- Exercise directions
Scan the material for the word "LINKED", then return every line where it appears.

- Exercise inputs

+ + + + +

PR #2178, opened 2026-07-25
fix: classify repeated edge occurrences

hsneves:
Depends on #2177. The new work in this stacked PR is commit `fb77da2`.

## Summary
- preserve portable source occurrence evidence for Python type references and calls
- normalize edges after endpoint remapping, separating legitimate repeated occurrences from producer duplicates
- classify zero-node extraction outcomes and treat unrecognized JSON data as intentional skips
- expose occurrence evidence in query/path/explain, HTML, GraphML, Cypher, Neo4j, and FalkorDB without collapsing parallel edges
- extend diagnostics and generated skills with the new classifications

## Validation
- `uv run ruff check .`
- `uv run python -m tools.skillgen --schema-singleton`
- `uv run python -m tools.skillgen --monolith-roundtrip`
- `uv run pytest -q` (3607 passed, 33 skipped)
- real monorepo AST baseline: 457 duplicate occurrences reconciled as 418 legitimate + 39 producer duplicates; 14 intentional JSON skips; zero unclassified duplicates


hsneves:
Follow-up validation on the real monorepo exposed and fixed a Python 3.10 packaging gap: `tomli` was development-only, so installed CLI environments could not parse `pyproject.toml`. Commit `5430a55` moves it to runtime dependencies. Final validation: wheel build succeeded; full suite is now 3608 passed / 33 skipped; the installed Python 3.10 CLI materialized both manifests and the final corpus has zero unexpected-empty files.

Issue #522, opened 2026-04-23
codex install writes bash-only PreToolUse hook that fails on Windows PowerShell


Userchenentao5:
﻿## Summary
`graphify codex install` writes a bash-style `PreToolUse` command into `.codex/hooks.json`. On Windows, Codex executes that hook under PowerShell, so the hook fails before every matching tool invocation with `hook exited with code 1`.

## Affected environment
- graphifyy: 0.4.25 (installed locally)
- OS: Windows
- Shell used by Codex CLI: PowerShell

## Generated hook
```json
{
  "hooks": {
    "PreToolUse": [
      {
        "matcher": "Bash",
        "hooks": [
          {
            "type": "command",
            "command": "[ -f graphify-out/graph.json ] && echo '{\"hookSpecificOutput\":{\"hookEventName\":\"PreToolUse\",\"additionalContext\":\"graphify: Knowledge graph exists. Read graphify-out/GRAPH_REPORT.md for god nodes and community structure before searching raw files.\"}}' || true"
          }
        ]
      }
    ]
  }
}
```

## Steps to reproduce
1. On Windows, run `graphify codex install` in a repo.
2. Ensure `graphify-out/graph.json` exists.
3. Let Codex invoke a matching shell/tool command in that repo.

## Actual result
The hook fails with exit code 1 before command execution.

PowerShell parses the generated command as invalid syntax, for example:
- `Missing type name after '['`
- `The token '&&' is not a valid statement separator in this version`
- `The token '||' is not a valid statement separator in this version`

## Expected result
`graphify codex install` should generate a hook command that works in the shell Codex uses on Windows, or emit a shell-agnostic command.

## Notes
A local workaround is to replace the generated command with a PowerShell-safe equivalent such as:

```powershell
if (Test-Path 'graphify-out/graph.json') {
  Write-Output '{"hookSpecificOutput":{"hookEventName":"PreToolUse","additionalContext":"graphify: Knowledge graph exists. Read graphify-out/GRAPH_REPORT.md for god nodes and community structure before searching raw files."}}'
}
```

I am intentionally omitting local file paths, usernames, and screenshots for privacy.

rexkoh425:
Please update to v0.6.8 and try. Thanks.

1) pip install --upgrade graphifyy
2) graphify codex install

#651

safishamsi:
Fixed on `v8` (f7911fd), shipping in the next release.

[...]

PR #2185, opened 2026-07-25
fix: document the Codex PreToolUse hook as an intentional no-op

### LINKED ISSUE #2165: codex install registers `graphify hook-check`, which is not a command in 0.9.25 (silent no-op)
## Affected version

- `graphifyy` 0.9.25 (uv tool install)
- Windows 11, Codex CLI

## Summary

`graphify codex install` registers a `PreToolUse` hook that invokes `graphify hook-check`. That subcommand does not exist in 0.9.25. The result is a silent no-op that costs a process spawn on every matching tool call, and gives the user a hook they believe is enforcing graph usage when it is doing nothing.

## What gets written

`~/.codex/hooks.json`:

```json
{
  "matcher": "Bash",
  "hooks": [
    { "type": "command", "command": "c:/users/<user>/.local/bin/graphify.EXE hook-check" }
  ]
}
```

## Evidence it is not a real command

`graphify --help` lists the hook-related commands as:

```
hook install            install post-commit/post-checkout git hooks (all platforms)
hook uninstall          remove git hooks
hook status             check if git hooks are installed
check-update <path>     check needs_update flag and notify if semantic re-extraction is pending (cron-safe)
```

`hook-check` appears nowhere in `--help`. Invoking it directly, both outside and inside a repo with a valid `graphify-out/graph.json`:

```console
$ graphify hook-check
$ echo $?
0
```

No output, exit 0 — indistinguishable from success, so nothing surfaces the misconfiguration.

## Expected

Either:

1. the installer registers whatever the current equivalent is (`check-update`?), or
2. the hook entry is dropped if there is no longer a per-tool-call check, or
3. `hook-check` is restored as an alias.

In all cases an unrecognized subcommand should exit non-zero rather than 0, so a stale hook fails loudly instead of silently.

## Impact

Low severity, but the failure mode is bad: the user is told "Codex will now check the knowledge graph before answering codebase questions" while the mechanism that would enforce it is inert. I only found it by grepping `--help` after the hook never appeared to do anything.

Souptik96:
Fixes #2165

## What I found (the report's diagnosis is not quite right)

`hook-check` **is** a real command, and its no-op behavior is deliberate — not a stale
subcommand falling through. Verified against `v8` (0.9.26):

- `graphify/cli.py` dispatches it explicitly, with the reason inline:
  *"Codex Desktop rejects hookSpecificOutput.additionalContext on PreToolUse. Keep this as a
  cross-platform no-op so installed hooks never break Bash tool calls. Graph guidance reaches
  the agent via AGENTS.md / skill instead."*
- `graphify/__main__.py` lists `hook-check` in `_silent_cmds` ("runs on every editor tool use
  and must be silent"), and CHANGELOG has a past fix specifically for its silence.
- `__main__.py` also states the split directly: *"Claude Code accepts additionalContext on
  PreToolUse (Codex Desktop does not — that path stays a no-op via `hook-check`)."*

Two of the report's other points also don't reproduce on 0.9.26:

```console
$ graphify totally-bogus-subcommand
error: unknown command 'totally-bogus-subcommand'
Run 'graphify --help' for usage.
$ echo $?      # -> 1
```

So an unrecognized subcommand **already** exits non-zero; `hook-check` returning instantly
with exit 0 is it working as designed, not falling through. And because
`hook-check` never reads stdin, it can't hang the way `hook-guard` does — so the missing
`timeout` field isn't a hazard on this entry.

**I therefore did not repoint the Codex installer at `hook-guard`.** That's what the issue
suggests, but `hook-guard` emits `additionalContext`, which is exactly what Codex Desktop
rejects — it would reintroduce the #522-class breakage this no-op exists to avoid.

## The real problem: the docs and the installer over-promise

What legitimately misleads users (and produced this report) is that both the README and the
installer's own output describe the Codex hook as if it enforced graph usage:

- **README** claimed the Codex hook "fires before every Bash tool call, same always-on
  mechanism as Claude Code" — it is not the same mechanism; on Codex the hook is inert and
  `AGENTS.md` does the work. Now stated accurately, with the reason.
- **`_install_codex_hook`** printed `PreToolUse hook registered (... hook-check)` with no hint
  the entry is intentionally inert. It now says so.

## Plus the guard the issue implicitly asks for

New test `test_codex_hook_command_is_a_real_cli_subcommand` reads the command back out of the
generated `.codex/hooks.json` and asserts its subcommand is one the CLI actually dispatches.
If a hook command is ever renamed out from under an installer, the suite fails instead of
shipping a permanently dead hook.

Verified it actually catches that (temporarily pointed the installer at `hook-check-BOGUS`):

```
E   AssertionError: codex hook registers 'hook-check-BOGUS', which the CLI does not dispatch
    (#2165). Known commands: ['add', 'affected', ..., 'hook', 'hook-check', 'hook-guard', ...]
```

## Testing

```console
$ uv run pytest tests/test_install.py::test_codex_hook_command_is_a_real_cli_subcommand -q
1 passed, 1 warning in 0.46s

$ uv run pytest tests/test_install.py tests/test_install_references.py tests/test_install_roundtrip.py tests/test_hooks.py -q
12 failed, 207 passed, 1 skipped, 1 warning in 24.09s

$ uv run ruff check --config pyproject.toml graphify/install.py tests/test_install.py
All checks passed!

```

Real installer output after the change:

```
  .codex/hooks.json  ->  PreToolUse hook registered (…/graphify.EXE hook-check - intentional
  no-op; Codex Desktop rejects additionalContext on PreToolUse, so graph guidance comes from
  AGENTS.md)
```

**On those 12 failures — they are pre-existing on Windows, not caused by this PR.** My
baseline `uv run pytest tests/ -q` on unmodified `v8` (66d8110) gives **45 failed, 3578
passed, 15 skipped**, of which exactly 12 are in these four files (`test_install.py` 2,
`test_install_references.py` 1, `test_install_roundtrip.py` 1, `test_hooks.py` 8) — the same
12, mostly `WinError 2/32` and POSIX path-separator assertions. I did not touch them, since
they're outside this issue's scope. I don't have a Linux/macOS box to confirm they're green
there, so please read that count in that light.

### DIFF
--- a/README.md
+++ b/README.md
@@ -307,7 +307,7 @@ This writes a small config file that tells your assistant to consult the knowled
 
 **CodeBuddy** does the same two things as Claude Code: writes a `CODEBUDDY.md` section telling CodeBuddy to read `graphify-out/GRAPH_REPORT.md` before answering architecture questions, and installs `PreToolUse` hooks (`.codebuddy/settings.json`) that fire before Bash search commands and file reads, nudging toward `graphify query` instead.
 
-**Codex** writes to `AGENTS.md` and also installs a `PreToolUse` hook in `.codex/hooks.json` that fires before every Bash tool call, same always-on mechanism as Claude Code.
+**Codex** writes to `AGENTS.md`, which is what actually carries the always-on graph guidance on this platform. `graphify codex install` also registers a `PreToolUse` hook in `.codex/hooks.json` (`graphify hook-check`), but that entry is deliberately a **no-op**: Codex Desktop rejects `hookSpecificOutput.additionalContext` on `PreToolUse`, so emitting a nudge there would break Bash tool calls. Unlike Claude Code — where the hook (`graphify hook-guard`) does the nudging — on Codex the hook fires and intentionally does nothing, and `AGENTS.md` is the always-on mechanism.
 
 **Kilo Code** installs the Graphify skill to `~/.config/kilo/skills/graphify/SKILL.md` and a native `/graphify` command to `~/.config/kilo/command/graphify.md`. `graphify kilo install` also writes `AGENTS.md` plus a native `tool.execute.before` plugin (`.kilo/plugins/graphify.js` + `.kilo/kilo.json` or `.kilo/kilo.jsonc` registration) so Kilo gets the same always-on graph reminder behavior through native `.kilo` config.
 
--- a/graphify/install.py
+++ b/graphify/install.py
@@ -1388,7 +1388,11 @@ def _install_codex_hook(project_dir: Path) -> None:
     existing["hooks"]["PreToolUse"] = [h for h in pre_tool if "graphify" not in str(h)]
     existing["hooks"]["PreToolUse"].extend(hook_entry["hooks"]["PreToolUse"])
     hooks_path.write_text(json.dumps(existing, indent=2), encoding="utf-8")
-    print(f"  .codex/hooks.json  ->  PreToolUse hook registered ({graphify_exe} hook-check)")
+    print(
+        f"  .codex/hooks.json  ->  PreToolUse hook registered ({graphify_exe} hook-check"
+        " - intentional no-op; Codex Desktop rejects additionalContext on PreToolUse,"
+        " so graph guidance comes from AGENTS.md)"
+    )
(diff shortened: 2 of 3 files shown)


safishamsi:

+ + + + +

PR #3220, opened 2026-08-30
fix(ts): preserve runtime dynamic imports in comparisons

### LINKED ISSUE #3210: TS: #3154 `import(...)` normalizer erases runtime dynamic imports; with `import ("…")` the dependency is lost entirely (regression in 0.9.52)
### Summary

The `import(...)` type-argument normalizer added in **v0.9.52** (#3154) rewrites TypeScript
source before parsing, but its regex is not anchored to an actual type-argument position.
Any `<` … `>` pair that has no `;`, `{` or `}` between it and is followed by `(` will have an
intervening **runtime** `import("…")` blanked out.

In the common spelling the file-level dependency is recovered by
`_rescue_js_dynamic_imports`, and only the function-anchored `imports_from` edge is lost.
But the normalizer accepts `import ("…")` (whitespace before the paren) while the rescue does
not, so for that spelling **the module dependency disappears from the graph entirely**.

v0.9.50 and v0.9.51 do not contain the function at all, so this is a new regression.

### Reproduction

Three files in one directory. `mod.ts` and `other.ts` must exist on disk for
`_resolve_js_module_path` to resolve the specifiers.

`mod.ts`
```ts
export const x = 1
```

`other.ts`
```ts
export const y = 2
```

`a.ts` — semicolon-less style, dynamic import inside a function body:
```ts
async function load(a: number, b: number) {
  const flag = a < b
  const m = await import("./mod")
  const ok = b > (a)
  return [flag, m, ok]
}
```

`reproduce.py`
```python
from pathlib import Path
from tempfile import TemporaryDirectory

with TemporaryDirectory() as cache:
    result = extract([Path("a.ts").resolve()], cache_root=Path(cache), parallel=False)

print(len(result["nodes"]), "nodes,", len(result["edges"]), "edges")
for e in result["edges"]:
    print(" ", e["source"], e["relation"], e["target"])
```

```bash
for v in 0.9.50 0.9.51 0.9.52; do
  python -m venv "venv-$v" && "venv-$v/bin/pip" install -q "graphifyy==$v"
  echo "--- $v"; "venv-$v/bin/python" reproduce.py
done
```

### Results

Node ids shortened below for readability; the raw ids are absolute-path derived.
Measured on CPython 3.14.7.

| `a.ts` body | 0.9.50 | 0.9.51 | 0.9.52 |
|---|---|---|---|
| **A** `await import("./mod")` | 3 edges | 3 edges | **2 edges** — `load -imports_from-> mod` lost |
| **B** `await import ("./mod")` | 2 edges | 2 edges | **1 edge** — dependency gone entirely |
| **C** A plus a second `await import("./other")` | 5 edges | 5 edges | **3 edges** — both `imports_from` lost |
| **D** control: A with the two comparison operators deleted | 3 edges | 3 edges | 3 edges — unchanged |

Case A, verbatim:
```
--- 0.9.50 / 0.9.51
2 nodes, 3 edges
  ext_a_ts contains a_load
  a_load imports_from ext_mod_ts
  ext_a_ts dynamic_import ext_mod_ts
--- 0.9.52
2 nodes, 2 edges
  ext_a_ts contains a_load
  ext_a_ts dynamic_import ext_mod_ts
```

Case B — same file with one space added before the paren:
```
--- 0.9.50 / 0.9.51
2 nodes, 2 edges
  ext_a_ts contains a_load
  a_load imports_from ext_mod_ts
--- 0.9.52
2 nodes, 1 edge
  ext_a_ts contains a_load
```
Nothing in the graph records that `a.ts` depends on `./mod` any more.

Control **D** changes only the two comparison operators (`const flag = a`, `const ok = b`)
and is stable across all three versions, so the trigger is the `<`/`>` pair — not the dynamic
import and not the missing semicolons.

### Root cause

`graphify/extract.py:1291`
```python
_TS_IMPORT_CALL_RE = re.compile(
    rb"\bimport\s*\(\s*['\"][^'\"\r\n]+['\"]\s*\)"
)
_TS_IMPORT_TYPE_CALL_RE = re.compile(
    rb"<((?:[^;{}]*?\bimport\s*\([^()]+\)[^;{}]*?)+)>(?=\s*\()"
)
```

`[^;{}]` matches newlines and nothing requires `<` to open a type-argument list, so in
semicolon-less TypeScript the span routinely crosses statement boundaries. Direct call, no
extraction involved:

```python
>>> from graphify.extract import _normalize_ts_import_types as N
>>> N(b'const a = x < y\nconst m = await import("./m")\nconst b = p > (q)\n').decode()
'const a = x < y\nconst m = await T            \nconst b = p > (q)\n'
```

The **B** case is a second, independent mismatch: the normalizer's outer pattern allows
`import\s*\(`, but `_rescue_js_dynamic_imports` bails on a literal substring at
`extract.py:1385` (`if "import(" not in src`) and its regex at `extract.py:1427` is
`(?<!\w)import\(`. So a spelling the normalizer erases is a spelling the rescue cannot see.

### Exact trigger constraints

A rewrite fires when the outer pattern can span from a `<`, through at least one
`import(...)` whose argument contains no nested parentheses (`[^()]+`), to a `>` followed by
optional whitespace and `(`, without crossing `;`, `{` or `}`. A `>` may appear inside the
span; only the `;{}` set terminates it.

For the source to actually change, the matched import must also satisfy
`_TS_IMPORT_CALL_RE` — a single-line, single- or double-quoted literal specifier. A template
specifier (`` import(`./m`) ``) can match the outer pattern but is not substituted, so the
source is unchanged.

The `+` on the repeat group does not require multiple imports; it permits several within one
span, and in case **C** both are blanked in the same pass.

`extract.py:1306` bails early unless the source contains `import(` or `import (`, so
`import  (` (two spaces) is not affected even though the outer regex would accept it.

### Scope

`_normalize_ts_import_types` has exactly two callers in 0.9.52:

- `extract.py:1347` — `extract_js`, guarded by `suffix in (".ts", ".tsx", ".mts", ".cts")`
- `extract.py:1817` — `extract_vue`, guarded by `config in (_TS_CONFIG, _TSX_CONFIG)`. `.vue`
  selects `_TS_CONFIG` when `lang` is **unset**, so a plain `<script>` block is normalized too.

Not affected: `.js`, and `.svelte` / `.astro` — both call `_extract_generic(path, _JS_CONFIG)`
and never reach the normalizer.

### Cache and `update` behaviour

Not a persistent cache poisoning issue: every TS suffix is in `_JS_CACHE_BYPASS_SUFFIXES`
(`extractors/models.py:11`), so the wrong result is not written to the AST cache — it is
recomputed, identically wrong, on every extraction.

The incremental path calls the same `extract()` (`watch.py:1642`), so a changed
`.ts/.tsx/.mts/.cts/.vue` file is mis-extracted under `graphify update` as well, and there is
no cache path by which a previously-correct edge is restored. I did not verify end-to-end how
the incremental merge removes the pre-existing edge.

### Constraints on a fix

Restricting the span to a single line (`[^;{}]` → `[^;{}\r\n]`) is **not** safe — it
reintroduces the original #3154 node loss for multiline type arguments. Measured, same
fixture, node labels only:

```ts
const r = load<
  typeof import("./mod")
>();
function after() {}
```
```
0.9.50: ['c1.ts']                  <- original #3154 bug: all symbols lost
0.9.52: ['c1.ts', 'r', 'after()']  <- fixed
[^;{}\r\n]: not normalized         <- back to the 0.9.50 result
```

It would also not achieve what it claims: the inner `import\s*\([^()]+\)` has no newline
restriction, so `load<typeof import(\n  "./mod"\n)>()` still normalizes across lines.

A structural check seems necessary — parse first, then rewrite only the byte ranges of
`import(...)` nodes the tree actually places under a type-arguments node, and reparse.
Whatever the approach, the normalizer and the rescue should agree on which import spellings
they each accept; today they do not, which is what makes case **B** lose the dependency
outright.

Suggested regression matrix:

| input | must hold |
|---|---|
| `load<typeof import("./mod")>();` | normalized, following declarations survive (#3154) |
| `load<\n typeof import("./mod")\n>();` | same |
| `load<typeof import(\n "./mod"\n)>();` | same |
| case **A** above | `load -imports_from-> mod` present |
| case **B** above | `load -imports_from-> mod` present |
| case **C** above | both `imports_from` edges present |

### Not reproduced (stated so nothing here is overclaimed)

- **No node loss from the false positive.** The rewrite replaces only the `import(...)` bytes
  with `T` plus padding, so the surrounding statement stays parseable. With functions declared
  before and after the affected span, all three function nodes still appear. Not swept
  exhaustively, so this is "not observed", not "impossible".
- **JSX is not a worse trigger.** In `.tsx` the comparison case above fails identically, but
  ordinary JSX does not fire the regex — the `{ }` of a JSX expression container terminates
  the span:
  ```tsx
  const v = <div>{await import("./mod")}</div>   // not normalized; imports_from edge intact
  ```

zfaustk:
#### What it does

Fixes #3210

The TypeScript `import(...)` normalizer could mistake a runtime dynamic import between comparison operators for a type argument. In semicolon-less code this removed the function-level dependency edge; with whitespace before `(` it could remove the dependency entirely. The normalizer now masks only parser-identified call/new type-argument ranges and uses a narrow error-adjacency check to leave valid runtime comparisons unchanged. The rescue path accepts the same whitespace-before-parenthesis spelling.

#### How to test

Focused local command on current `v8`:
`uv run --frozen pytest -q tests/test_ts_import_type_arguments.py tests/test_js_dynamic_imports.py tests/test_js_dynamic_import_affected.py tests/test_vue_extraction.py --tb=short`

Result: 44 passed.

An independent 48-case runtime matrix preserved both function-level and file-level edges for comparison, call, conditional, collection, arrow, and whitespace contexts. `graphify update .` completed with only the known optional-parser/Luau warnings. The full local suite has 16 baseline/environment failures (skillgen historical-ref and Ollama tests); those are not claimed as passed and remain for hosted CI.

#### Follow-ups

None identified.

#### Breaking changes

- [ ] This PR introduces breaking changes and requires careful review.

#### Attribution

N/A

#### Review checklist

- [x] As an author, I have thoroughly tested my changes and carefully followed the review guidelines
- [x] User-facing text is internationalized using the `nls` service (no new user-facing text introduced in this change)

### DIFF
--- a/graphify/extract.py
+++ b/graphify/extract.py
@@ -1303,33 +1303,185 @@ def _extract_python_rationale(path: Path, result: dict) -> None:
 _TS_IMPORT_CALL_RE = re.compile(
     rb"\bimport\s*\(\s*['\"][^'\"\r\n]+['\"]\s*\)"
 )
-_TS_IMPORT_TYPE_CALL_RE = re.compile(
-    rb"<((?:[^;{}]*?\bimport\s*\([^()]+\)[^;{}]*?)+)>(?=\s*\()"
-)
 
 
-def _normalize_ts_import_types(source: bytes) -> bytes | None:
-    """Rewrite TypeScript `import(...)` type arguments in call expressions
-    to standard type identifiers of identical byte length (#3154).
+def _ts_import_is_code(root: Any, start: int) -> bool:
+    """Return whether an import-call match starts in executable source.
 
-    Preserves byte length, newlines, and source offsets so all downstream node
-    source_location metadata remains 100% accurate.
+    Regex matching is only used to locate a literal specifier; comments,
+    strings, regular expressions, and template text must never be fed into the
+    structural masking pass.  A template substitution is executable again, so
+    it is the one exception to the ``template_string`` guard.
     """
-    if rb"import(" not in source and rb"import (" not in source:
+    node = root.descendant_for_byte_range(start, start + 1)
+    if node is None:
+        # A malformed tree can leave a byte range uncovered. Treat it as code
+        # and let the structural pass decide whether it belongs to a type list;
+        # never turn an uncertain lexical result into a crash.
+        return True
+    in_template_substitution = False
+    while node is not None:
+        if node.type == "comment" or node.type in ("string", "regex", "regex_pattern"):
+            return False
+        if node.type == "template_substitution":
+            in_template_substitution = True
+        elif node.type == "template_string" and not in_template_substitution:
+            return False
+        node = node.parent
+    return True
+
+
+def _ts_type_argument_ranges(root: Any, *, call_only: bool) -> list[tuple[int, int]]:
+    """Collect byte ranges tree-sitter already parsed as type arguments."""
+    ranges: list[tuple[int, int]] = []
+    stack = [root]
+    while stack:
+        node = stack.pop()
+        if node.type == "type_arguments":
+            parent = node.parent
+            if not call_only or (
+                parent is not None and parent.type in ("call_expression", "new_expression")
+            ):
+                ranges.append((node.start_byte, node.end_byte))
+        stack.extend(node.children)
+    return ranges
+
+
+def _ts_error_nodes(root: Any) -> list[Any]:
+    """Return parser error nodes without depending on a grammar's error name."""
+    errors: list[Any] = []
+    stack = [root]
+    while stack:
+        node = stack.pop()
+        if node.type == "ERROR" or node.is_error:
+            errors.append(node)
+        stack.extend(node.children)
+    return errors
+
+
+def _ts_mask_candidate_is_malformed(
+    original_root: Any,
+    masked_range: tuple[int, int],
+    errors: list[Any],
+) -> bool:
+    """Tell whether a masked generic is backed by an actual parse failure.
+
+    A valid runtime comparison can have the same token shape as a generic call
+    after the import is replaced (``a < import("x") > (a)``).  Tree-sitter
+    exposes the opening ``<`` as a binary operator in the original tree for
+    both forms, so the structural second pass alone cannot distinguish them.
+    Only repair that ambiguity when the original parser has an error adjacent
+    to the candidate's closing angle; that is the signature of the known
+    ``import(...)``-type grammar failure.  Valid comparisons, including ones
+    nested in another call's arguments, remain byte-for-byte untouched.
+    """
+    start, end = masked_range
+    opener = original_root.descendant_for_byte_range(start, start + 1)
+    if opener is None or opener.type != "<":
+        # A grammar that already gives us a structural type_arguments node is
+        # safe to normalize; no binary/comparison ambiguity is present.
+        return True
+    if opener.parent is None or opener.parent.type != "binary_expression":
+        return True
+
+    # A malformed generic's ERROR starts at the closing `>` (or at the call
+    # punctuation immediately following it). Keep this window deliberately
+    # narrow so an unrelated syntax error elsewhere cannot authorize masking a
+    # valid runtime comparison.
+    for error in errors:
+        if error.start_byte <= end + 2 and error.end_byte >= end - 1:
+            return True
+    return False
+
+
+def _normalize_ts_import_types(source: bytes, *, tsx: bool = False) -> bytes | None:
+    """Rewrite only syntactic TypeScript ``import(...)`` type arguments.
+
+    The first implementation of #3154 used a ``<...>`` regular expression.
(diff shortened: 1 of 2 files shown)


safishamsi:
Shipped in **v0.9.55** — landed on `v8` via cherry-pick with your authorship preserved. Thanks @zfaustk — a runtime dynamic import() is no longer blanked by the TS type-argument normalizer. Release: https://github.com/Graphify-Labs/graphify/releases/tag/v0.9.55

+ + + + +

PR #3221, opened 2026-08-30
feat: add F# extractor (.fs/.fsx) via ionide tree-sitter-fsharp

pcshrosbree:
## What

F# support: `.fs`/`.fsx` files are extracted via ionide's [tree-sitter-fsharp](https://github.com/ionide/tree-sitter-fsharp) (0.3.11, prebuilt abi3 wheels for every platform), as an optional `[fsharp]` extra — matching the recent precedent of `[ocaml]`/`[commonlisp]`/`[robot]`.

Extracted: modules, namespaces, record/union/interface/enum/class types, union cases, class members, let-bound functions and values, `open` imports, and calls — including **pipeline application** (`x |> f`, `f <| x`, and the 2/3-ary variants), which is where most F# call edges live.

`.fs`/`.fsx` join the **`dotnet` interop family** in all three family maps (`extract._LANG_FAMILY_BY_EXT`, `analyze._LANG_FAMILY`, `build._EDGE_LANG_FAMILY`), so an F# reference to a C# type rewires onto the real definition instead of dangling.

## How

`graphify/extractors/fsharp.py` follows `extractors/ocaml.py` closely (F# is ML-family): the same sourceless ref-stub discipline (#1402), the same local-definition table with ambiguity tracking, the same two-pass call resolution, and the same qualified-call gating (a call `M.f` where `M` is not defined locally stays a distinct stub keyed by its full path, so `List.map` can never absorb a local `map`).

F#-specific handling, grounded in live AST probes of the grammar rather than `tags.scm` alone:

+ + + + +

- The completed task
### LINKED ISSUE #2165: codex install registers `graphify hook-check`, which is not a command in 0.9.25 (silent no-op)
### LINKED ISSUE #3210: TS: #3154 `import(...)` normalizer erases runtime dynamic imports; with `import ("…")` the dependency is lost entirely (regression in 0.9.52)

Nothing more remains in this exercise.